The idea is this: Once you start iterating through a collection in the Java Collections Framework, you should not modify the collection except with messages to that iterator. Otherwise, the integrity of that iterator may be compromised, so ConcurrentModificationException is thrown. Such iterators are fail-fast: the exception is thrown as soon as the iterator may be invalid. The alternative, waiting until the iterator is known to be invalid, may be far more difficult to detect.

The mechanism for making iterators fail-fast involves two fields: one in the collection, and one in the iterator. We have studied six Collection classes within the Java Collections Framework: ArrayList, LinkedList, Stack, PriorityQueue, TreeSet, and HashSet. Each of these classes has a modCount field¹ that is initialized to 0. Each time the collection is structurally modified, modCount—for "modification count"—is incremented by 1.

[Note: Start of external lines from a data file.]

PR #15827, opened 2022-10-11
Option to hide waiting users icon when no pending users

lfzawacki:
### What does this PR do?

Introduces a new setting `alwaysShowWaitingRoomUI` which defaults to true and mantains current 'Waiting Users' UI behavior. If it's set to false the 'Waiting Users' UI element won't appear unless there is at least one guest user waiting to enter the meeting.

### DIFF
--- a/bigbluebutton-html5/imports/ui/components/user-list/user-list-content/component.jsx
+++ b/bigbluebutton-html5/imports/ui/components/user-list/user-list-content/component.jsx
@@ -15,6 +15,7 @@ const propTypes = {
 };
 
 const ROLE_MODERATOR = Meteor.settings.public.user.role_moderator;
+const ALWAYS_SHOW_WAITING_ROOM = Meteor.settings.public.app.alwaysShowWaitingRoomUI;
 
 class UserContent extends PureComponent {
   render() {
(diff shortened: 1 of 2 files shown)


bigbluebutton-html5/imports/ui/components/user-list/user-list-content/component.jsx
```diff
@@ -26,7 +27,7 @@ class UserContent extends PureComponent {
       compact,
     } = this.props;
 
-    const showWaitingRoom = (isGuestLobbyMessageEnabled && isWaitingRoomEnabled)
+    const showWaitingRoom = (ALWAYS_SHOW_WAITING_ROOM && isWaitingRoomEnabled)
```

The iterator class embedded in the Collection class has an expectedModCount field, which is initialized to modCount in the iterator's constructor. Whenever the iterator structurally modifies the collection (for example, with a call to itr.remove()), both expectedModCount and modCount are incremented by 1. Also, whenever the iterator object itself is modified (for example, with a call to itr.next() or itr.remove()), there is a test:

if (modCount != expectedModCount)
            throw new ConcurrentModificationException();

If modCount and expectedModCount are unequal, that means the collection has been structurally modified, but not by the iterator. Then for example, as in the program at the beginning of this section, a call to the next() method might advance to an element that is no longer in the collection. Instead of returning a possibly incorrect value, the next() method throws ConcurrentModificationException.

If, for some reason, you want to bypass this fail-fast protection, you can catch ConcurrentModificationException and do nothing in the catch block.

¹ For the ArrayList and LinkedList classes, modCount is inherited from AbstractList. TreeMap and HashMap explicitly declare the modCount field. TreeSet and HashSet utilize the modCount field in the backing map field (an instance of TreeMap and HashMap, respectively).